The scientific equipment and human testing found that the same variety of hop will have different traits based on where it’s grown. The wine industry calls this geographic flavor designation terroir.

Shellhammer says researchers have a long way to go, research-wise, in terms of understanding how hop terroir works; however, its potential for brewers is significant. There are dozens of varieties of hops, grown everywhere from Australia to Germany to the Pacific Northwest.
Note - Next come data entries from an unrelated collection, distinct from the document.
Issue #138, opened 2017-09-30
v8 source list always fails w/ error: USAGE: v8 source list


No9:
I upgraded llnode install 1.6.2 on both Ubuntu 16.04 and FreeBSD 12 and ran through the tutorial here 
https://developer.ibm.com/node/2016/08/15/exploring-node-js-core-dumps-using-the-llnode-plugin-for-lldb/ 

When a frame is selected (e.g. `frame select 6`) and the source viewed with `v8 source list` the response is always 
`error: USAGE: v8 source list`

@cjihrig This seems to have been introduced in 1.6.0 
https://github.com/nodejs/llnode/pull/106/commits/1d43035f9134201f37274b63cc6efdd4672010d1#diff-81649c6431efceafdaca2ec7afb55f38R187 

When the `*cmd == nullptr` part of the conditional is removed the source is printed as expected.

I can PR the removal but would appreciate a second pair of eyes to confirm it won't impact the original seg faults fix.

Thanks

cjihrig:
That seems fine, just verify that `jssource` still works for you too.

FWIW, the command seems broken on my machine, even with that change. I'll try to take a deeper look when I have a chance.

jamischarles:
I ran into this issue too. My workaround was the following given this frame:

```
frame #6: 0x00002e5b6a392f12 missingParamFunc(this=0x00002e41b0f20031:<Object: Object>, 0x00003ca8de102241:<undefined>) at (no script):8:26 fn=0x00002e41b0f1ffb1
```

1) `select frame 6`
2) 
```
(lldb) v8 source list 0x00002e41b0f1ffb1
  8 function missingParamFunc(param1) {
  9 	console.log('test', param1.bar)
  10 }
```

Sometimes it errors out with this `error: 'source list' takes no arguments, only flags.`, but it seems to work with the above method when I run it immediately after selecting a frame.

robertkowalski:
same here, so far i haven't been able to print any source

misterdjules:
@robertkowalski The issue you're running into seems like it might be a different problem. Would you mind opening a separate issue that provide as much detail as possible, such as the node version you're using, and detailed repro steps?

PR #139, opened 2017-10-01
Fix for printing source

No9:
This update fixes https://github.com/nodejs/llnode/issues/138 
Tested on Ubuntu 16.04 and FreeBSD 12 
As per the feedback `jssource` has been tested and also works


joyeecheung:
@No9 Can you add a test in `test/inspect-test.js`? You can grab the frame where `method` is at in `line.match(/method\(this=(0x[0-9a-f]+)[^\n]+fn=(0x[0-9a-f]+)/i);` and add a test case running `frame select` then inspect the source there.

mmarchini:
Fixed in https://github.com/nodejs/llnode/pull/259

PR #1646, opened 2020-11-01
Add another flag to the install-script

szaimen:
As the title says
This is for what I need #1644 (So #1644 would need to get merged first)

@enoch85 What do you think? I really want this!


enoch85:
No, we will never add the not supported stiff into any of the released scripts.

enoch85:
Thanks for the effort though.

szaimen:
Too bad :/
I thought this was finally a solution you would be okay with ☹️

enoch85:
Sorry

PR #1648, opened 2020-11-01
Add allow-snapshots flag to the install-script

szaimen:
@enoch85 Would at least this be okay?
I would just like to have a different default setup for my needs...

### DIFF
--- a/nextcloud_install_production.sh
+++ b/nextcloud_install_production.sh
@@ -811,6 +811,9 @@ restart_webserver
 if [ -n "$PROVISIONING" ]
 then
     choice="Calendar Contacts IssueTemplate PDFViewer Extract Text Mail Deck Group-Folders"
+elif [ -n "$ALLOW_SNAPSHOTS" ] 
+then
+    choice="Calendar Contacts PDFViewer Text Deck"
 else
     choice=$(whiptail --title "$TITLE - Install apps or software" --checklist \
 "Automatically configure and install selected apps or software
--- a/nextcloud_install_production.sh
+++ b/nextcloud_install_production.sh
@@ -293,6 +293,9 @@ do
     if [ -n "$PROVISIONING" ]
     then
         choice="Quad9"
+    elif [ -n "$ALLOW_SNAPSHOTS" ] 
+    then
+        choice="Local"
     else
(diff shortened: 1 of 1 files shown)


szaimen:
Maybe a different name for the flag would be better? Do you have an idea?

nextcloud_install_production.sh
```diff
@@ -136,7 +141,7 @@ if [ -z "$PROVISIONING" ]
 then
     msg_box "Your current download repository is $REPO"
 fi
-if [ -n "$PROVISIONING" ] || yesno_box_yes "Do you want use http://archive.ubuntu.com as repository for this server?"
+if [ -n "$PROVISIONING" ] || yesno_box_no "Do you want use http://archive.ubuntu.com as repository for this server?"
```
szaimen, line 144: This change doesn't have really much todo with the new flag, I just think that since this is set by the provisioning variable automatically, it doesn't have to be the default during the setup anymore, since most likely you already have the best mirror available for you when also setting up ubuntu before.

enoch85:
Are you making your own VM of some kind, using this repo?

szaimen:
> Are you making your own VM of some kind, using this repo?

No

szaimen:
@enoch85 If you don't like this, too, just say it and I'll close it.

szaimen:
> > Are you making your own VM of some kind, using this repo?
> 
> No

This is only for my own usage to speed up the install script setup and always choosing the correct options.

szaimen:
> > > Are you making your own VM of some kind, using this repo?
> > 
> > 
> > No
> 
> This PR is only for my own usage to speed up the install script setup and always choosing the for me correct options.

@enoch85 Is anything wrong with that?

enoch85:
More options = more things that could go wrong.

That's why I'm being restrictive on changes in the main scripts. 

My time is limited so I can't catch up on the same phase as you all the time. :)

szaimen:
> More options = more things that could go wrong.
> 
> That's why I'm being restrictive on changes in the main scripts.
> 
> My time is limited so I can't catch up on the same phase as you all the time. :)

Thanks for the explanation! So then, please go ahead and close it 👍

PR #1649, opened 2020-11-02
Add an option to ntfs-3g mounts to speed up performance

szaimen:


szaimen:
Sry, seems like it is deprecated

PR #1650, opened 2020-11-02
Create smart-monitoring.sh to allow continuosly smart checking

szaimen:
I've already tested that the notifications work by manually setting `-W 5,45,55` to something like `-W 1,15,20` and restarting smartmontools, hence marking as ready for review.


disk/smart-monitoring.sh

Brewers order those hops based on flavor profiles provided by hop brokers, via a certificate of analysis — a document that includes information like the percentage of alpha acids and beta acids, and percentage of the various aroma producing oils in the flower. By understanding the way the environment impacts hops, farmers can better understand what their hops can offer a brewer on a tasting note level, and brewers can better understand what different regions can offer their beer. In other words, they can understand the “where,” not just the “what.”

A better understanding of hops is also important to the growers who supply these hops — even just from a marketing or perception standpoint. John Coleman, the sixth-generation hop grower behind Westwood Farms in the Willamette Valley, sees these studies as a way to keep new generations on these farms, illustrating the intricacy of hops and the merit of thoughtful hop farming. “Hops are the centerpiece of the beer world,” Coleman says. “Hopefully, recognizing terroir helps expand the value of the product. The idea is to keep us all relevant.”

Historically, hops were grown for large-scale breweries as a flat bittering agent; the nuances of hop flavors weren’t a huge part of the conversation. The Cascade hop, developed by OSU hop geneticist Alfred Haunold in the ’60s and ’70s, accelerated the craft beer movement in the Pacific Northwest, and illustrated the value of a wider spectrum of hop varieties. The discovery of hop terroir could give the industry another boost, and make way for an even broader spectrum of hop growing. “Growing hops is expensive,” Coleman says. “You need to have a big enough operation to meet expenses. Niche crops can be part of the business for hops growers.”

Taking a cue from the wine industry, some growers have opened onsite tasting rooms drawing customers to their farms to sip beer made with their specialty products. Topwire Hop Project at Crosby Hop Farm in the Willamette Valley and Bale Breaker in Yakima, Washington provide a farm-to-pint experience, where customers sip brews that showcase their products surrounded by a canopy of hops — reminiscent of the winding vineyards at wineries. Maybe in the future, beer drinkers will tour hop farms the way wine aficionados tour vineyards – with a glass in hand.